#cowardice | #WhatTheyVotedFor
While perhaps it felt great in the moment, yet another Trump supporter wants to pass the buck for their alleged criminal behavior onto the president:
A white nationalist leader accused of assaulting a young African-American woman at a Donald Trump campaign rally filed a countersuit on Monday claiming the president directed him and other supporters to remove protesters.
Matthew Heimbach claims in his federal court filing that he “acted pursuant to the directives and requests of Donald J. Trump and Donald J. Trump for President” and that, if he's found liable for damages, “any liability must be shifted to one or both of them.”
The legal fight stems from a March 2016 rally in Louisville, Kentucky, at which protesters were allegedly roughed up and ejected by Trump supporters after the then-candidate barked from the stage “get 'em out of here!”
The protesters filed civil assault and battery claims against Heimbach and two other Trump supporters and accused Trump of inciting his supporters.
Heimbach, a leader of the white supremacist Traditionalist Youth Network and a vocal Trump supporter during the campaign, can be seen in video from the Louisville rally pushing and screaming at a young African-American woman as Trump bellows “get out!”
The woman, Kashiya Nwanguma, joined two other protesters in filing the lawsuit against Heimbach, the two other Trump supporters, Trump and his campaign.
Once upon a time, Republicans claimed the mantle of the "Party of Accountability". It was always a pretty sick joke, as the idea was intended to focus partisan sniping while covering for something else.

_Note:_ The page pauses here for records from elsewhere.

PR #1428, opened 2026-09-09
fix(bazel): key execlog reader on client pid; probe with startup flags

jeffpignataro:
## Problem

A customer's `aspect test` jobs started failing after a successful build:

```text
INFO: Build completed successfully, 2 total actions
...
error: execlog stream thread error: io error: process exited before the file was created
```

1. A pre-command hook ran `aspect ci bazelrc`, writing `--output_base=/mnt/ephemeral/output/dirt/dirt` into `~/.bazelrc`.
2. `Build::spawn` probed `bazel info server_pid release` **with no startup flags**. Bazel resolved that from the rc files, so the probe landed on the task's own output base but with rc-derived startup options, and returned that server's pid.
3. The real `bazel test` ran with the runner's explicit startup flags. Bazel saw different startup options on the running server and restarted it — `Starting local Bazel server (9.2.0)` three seconds after `bazel health check passed`.
4. The execlog reader had been started before spawn with the probed server pid as its liveness signal. That pid was gone, so `StreamingFile::open` returned `BrokenPipe` immediately.
5. `wait()` joined the streams after a green build, hit the stream error and `bail!`ed, never reporting bazel's exit status.

Until that hook change the rc files pointed the probe at a *different*, long-lived output base (Rosetta's `__main__`), so the wrong-but-alive pid masked the bug. It only bites with an exec-log sink registered (the artifacts feature's `upload_exec_log`).

## Fix

- **Probe the server the invocation will use.** `Build::spawn` now calls `server_info_with_startup_flags(&startup_flags)`, as `query` already did. The version probes behind version-gated flags (`resolve_flags_for_running_bazel`, `resolve_rc_version`) take the startup flags too, so they no longer read rc files and never start a stray server.
- **Bound the execlog reader by the client pid.** The `--execution_log_compact_file` path is chosen before spawn; the reader thread starts after `cmd.spawn()` with `child.id()`, mirroring the BES reader. Bazel's `CompactSpawnLogContext` opens the file in its constructor and closes it in `afterCommand`, both before the client exits, so the client's exit is the end-of-stream signal. `galvanize::StreamingFile` keys on `is_pid_alive(pid)` instead of "does `pid` hold the file open" — the server holds it, and the server may be replaced mid-invocation.
- **Keep bazel's exit code visible.** `wait()` collects stream errors instead of bailing on the first. If bazel failed, the stream errors are printed as warnings and bazel's status is returned. If bazel succeeded and a stream failed, the call still fails (a truncated artifact must not pass silently), but the message now carries the exit code.

Not changed here: `WorkspaceEventStream::spawn_with_pipe` and the BES `Pipe`'s `IfOpenForPid` policy still receive the pre-spawn server pid. With the probe fixed that pid is the right server, so they are correct unless bazel restarts for some other reason; making them client-pid-bounded is a follow-up.

## Test plan

- [x] `bazel test //crates/galvanize:galvanize_test` — two new tests: the reader gives up when the bounding pid is already dead before the file appears, and it keeps reading past EOF while the pid lives (with no process holding the file open) and ends only when the pid exits.
- [x] `bazel build //crates/axl-runtime`
- [x] `bazel test //crates/axl-runtime:test`
- [ ] Manual: on a Workflows runner with `aspect ci bazelrc` in a pre-command hook and `upload_exec_log` on, `aspect test` completes and the `.execlog.zstd` sink is written.

https://claude.ai/code/session_01HTa7Rk2dND4P5AXWZ7VBcV

### DIFF
--- a/crates/axl-runtime/src/engine/bazel/build.rs
+++ b/crates/axl-runtime/src/engine/bazel/build.rs
@@ -819,7 +819,12 @@ impl Build {
         announce: AnnounceSpawn,
         rt: AsyncRuntime,
     ) -> Result<Build, std::io::Error> {
-        let (pid, version) = super::info::server_info()?;
+        // Probe with the invocation's own startup flags so the answer describes
+        // the server this command will talk to. A bare `bazel info` reads the rc
+        // files instead, which can name a different output base — or the same
+        // one with different options, in which case the invocation restarts the
+        // server and the pid returned here is dead before the build begins.
+        let (pid, version) = super::info::server_info_with_startup_flags(&startup_flags)?;
 
         let span = tracing::info_span!(
             "ctx.bazel.build",
@@ -889,22 +894,17 @@ impl Build {
             }
         }
 
-        let mut execlog_stream = if execution_logs {
+        // The reader itself starts after `cmd.spawn()`, keyed on the child pid.
+        let execlog_out = if execution_logs {
             // If there is a CompactFile sink, let Bazel write directly to its path
             // so no separate temp file or tee step is needed for that copy.
-            let direct_path = if compact_paths.is_empty() {
-                None
+            let out = if compact_paths.is_empty() {
+                std::env::temp_dir().join(format!("execlog-out-{}.bin", uuid::Uuid::new_v4()))
             } else {
-                Some(std::path::PathBuf::from(compact_paths.remove(0)))
+                std::path::PathBuf::from(compact_paths.remove(0))
             };
-            let (out, stream) = ExecLogStream::spawn_with_file(
-                pid,
-                direct_path,
-                compact_paths,
-                !decoded_sinks.is_empty(),
-            )?;
             cmd.arg("--execution_log_compact_file").arg(&out);
-            Some(stream)
+            Some(out)
         } else {
             None
         };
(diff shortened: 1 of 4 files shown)


crates/axl-runtime/src/engine/bazel/stream/execlog.rs
```diff
@@ -181,33 +181,27 @@ impl ExecLogStream {
...
     ///
     /// The thread streams the file as Bazel writes it using [`galvanize::StreamingFile`],
-    /// which busy-polls for file existence at open time and retries reads while Bazel
-    /// holds the file open. It self-terminates when Bazel closes the file.
+    /// which busy-polls for file existence at open time and retries reads while the
+    /// client is alive.
     pub fn spawn_with_file(
-        pid: u32,
-        out_path: Option<PathBuf>,
+        path: PathBuf,
```
jbedard: `path` is a pretty horrible name here

crates/axl-runtime/src/engine/bazel/build.rs
```diff
@@ -819,7 +819,12 @@ impl Build {
         announce: AnnounceSpawn,
         rt: AsyncRuntime,
     ) -> Result<Build, std::io::Error> {
-        let (pid, version) = super::info::server_info()?;
+        // Probe with the invocation's own startup flags so the answer describes
```
jbedard: This seems like a pretty over detailed bloated comment

crates/axl-runtime/src/engine/bazel/stream/execlog.rs
jeffpignataro: yeah good call - changed to `execlog_path` for clarity.

crates/axl-runtime/src/engine/bazel/build.rs
jeffpignataro: Yeah, definitely. Tightened up the verbiage.

thesayyn:
to me this sounds like we should just forward the correct startup flags that should fix the issue here?

thesayyn:
Also relying on the client_pid is not an answer here. if you have bazel/tools wrapper, bazelisk etc the client_pid is never the real bazel client, even when it is, its not the client that writes this file, its the server that does it.

jeffpignataro:
Closing based on https://github.com/aspect-build/aspect-cli/pull/1428#issuecomment-5669056146 - I'll try to look for a simpler solution here.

Still, we've come a long way from holding Bill Clinton to account for adultery and conspiracy theories alike while demanding teachers prove they can teach kids without adequate funding but still finding reasons to overlook (y'know, for instance) the House Speaker's corruption, to the point that alleged independent thinkers looking to make America great again are filing briefs arguing, essentially, "I didn't do anything wrong, but if I did it's someone else's fault because Donald Trump told me to do it!"
In Heimbach's Monday filing, he “denies physically assaulting” any protesters. But he also levies blame at the protesters, writing that they “provoked a response” by trying “to disrupt a free assembly and campaign event and to infringe rights of the defendants and other attendees to freedom of speech, freedom of assembly, freedom to vote and other constitutional rights.”
He writes that he “acted, if at all, in self defense,” as well as “in reasonable defense of others,” while also contending he was acting at Trump's instruction.
Noting that Trump is “a world famous businessman” who “relies on various professionals including attorneys and other professional advisors,” Heimbach writes that he "relied on Trump's reputation and expertise in doing the things alleged." Heimbach writes that he relied on Trump's authority to order disruptive persons removed and that Trump was legally within his rights to ask other attendees to assist in defending their constitutional rights "against 'protesters' who were disrupting.”
Meet the new Republican accountability, same as the old Republican accountability. Well, okay, #SameSameButDifferent.
The only surprising aspect is that once upon a time even Republicans could figure out what was wrong with, "I didn't do it, but if I did ...".